Whenever a line in the data holds the string "find", copy that line.

Collected data entries
---------------

PR #921, opened 2019-05-01
Add msxml3

Zemogiter:
Tested on `The Sims` wineprefix and it works.


Engines/Wine/Verbs/msxml3/script.js
```diff
@@ -0,0 +1,45 @@
...
+        .name("msxml3.msi")
+        .get();
+
+    remove(this.system32directory() + "/msxml3.dll")
+    this.overrideDLL()
+        .set("native", ["msxml3"])
+        .do();
+
+    this.wizard().wait(tr("Please wait while {0} is installed...", "msxml3"));
+    this.run(setupFile32, ["/q:a", "/c:msxml3.msi /q"], null, false, true);
```
ImperatorS79: This does not looks like winetricks one : w_try "$WINE" msiexec /i msxml3.msi /

Zemogiter: We don't have a separate command for msi files. But the installer works fine.

plata: Just for clarification: `wine.run` will behave correctly if it detects a msi (depending on the file suffix).

PR #938, opened 2019-05-13
Add dotnet20sp2

Zemogiter:
Needed for Sims 4 but getting this error:
[dotnet 20 sp2 error log.txt](https://github.com/PhoenicisOrg/scripts/files/3172804/dotnet.20.sp2.error.log.txt)
I've made the script similiar to winetricks so I don't know why winetricks works.


Engines/Wine/Verbs/dotnet20sp2/script.js
```diff
@@ -0,0 +1,76 @@
...
+    if (this.architecture() == "x86") {
+
+        var setupFile32 = new Resource()
+            .wizard(this.wizard())
+            .url("https://download.microsoft.com/download/c/6/e/c6e88215-0178-4c6c-b5f3-158ff77b1f38/NetFx20SP2_x86.exe")
+            .checksum("22d776d4d204863105a5db99e8b8888be23c61a7")
+            .name("NetFx20SP2_x86.exe")
+            .get();
+
+        this.removeMono();
```
ImperatorS79: You should remove mono at the beginning, not in each if elif else.

Engines/Wine/Verbs/dotnet20sp2/script.js
```diff
@@ -0,0 +1,76 @@
...
+
+
+/**
+* Verb to install .NET 2.0 SP2
+* @returns {Wine} Wine object
+*/
+Wine.prototype.dotnet20sp2 = function () {
+    var osVersion = this.windowsVersion();
+    this.windowsVersion("winxp");
+    var dlls = [
```
ImperatorS79: On one line, and I think you should remove those dll overrides at the end (that is why winetricks use an env var).

Engines/Wine/Verbs/dotnet20sp2/script.js
```diff
@@ -0,0 +1,76 @@
...
+            .wizard(this.wizard())
+            .url("https://download.microsoft.com/download/c/6/e/c6e88215-0178-4c6c-b5f3-158ff77b1f38/NetFx20SP2_x64.exe")
+            .checksum("a7cc6c6e5a4ad9cdf3df16a7d277eb09fec429b7")
+            .name("NetFx20SP2_x64.exe")
+            .get();
+
+        this.removeMono();
+
+        this.wizard().wait(tr("Please wait while {0} is installed...", ".NET Framework 2.0 SP2"));
+        this.run(setupFile64, ["/q:a", "/c:install.exe /q"], null, false, true)
```
ImperatorS79: This is not the command used in winetricks:
```
${W_OPT_UNATTENDED:+ /q /c:"install.exe /q"}
```
Where W_OPT_UNATTENDED is basically a boolean

Engines/Wine/Verbs/dotnet20sp2/script.js
Zemogiter: vcrun2003 also have those dll overrides on separate lines

ImperatorS79: Ok, but I find this ugly ^^.

Zemogiter: And why do I need to remove the dll overrides? It's not how winetricks does this.

Engines/Wine/Verbs/dotnet20sp2/script.js
Zemogiter: `dotnet20` have similiar structure (calling `removeMono` in every if/else)

Engines/Wine/Verbs/dotnet20sp2/script.js
ImperatorS79: Winetricks use an environment variable to only change the dlls while installing the verb.

Engines/Wine/Verbs/dotnet20sp2/script.js
ImperatorS79: Well, it is BAD ^^.

Zemogiter: How so?

Engines/Wine/Verbs/dotnet20sp2/script.js
Zemogiter: Will the latest commit suffice?

Engines/Wine/Verbs/dotnet20sp2/script.js
```diff
@@ -55,6 +55,9 @@ Wine.prototype.dotnet20sp2 = function () {
     }
 
     this.windowsVersion(osVersion);
+    this.overrideDLL()
+        .set("", dlls)
```
ImperatorS79: This is dangerous: you could remove other overrides !

Zemogiter: Unlikey, the `dlls` variable have only these overrides in it.

ImperatorS79: And what if other people have override dlls before installing the verb ?

ImperatorS79: Ok sorry, I have seen now what you have done. Clever way ^^ :+1:

Engines/Wine/Verbs/dotnet20sp2/script.js
Zemogiter: I tried to do it this way:
https://superuser.com/questions/978864/how-to-perform-unattended-installation-for-any-installer-using-wine

Zemogiter:
Tested again with the commits applied but the error remains.

Engines/Wine/Verbs/dotnet20sp2/script.js
```diff
@@ -0,0 +1,79 @@
...
+        var setupFile32 = new Resource()
+            .wizard(this.wizard())
+            .url("https://download.microsoft.com/download/c/6/e/c6e88215-0178-4c6c-b5f3-158ff77b1f38/NetFx20SP2_x86.exe")
+            .checksum("22d776d4d204863105a5db99e8b8888be23c61a7")
+            .name("NetFx20SP2_x86.exe")
+            .get();
+
+
+        this.wizard().wait(tr("Please wait while {0} is installed...", ".NET Framework 2.0 SP2"));
+        this.run(setupFile32, ["--unattended", "/c:install.exe /q"], null, false, true);
```
ImperatorS79: That line should be  `this.run(setupFile, [setupFile, "/q", "/c:\"install.exe /q\""], null, false, true);`

Engines/Wine/Verbs/dotnet20sp2/script.js
```diff
@@ -0,0 +1,79 @@
...
+        var setupFile64 = new Resource()
+            .wizard(this.wizard())
+            .url("https://download.microsoft.com/download/c/6/e/c6e88215-0178-4c6c-b5f3-158ff77b1f38/NetFx20SP2_x64.exe")
+            .checksum("a7cc6c6e5a4ad9cdf3df16a7d277eb09fec429b7")
+            .name("NetFx20SP2_x64.exe")
+            .get();
+
+
+        this.wizard().wait(tr("Please wait while {0} is installed...", ".NET Framework 2.0 SP2"));
+        this.run(setupFile64, ["--unattended", "/c:install.exe /q"], null, false, true)
```
ImperatorS79: Same as above.

Engines/Wine/Verbs/dotnet20sp2/script.js
```diff
@@ -0,0 +1,79 @@
...
+    }
+
+    this.windowsVersion(osVersion);
+    this.regedit().deleteValue("HKCU\\Software\\Wine\\DllOverrides", "ngen.exe");
```
ImperatorS79: I think you should add a *¨in front of each override if you want them to be deleted (phoenicis create them by default with * in front because it is a special settings in wine, but you should check to be sure)

Zemogiter:
All right the script is now working.

PR #951, opened 2019-05-20
Update Wine LATEST_STABLE_VERSION to 4.0.1

plata:


plata:
Note: do not merge before version is available.

qparis:
I think it is, isn't it?

ImperatorS79:
Yes, it is.

PR #964, opened 2019-06-05
Add method to change container wine version in engine implementation 

ImperatorS79:
Apart from the fact that the engine are not sorted in the wizard and that it is a little bit difficult to find the version, it works !

EDIT: .sort() is good ^^.

https://github.com/PhoenicisOrg/phoenicis/pull/1970


ImperatorS79:
Ready for review.

plata:
I think the title should be adjusted. With this implementation, we can change the Wine version also from CLI etc. @madoar any idea for a better title?

ImperatorS79:
Add method to change container wine version in engine implementation ?

PR #990, opened 2019-06-06
Fix UplayScript documentation

Kreyren:
Fixes https://github.com/PhoenicisOrg/scripts/issues/989#issuecomment-499593708


plata:
Looks good but we must wait until the checks are finished.

Kreyren:
> Looks good but we must wait until the checks are finished.

ideally if you made the documentation less pita to contribute to i could update more things :p

plata:
I cannot see what was difficult/pita here.

PR #992, opened 2019-06-07
Update DXVK/Faudio/VK9: pass string instead of MenuItem

ImperatorS79:
It will never work as expected without that ^^.


plata:
Please always wait for a review and delete unused branches after merging.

---------------

#### Reply to the exercise
ImperatorS79: Ok, but I find this ugly ^^.
Apart from the fact that the engine are not sorted in the wizard and that it is a little bit difficult to find the version, it works !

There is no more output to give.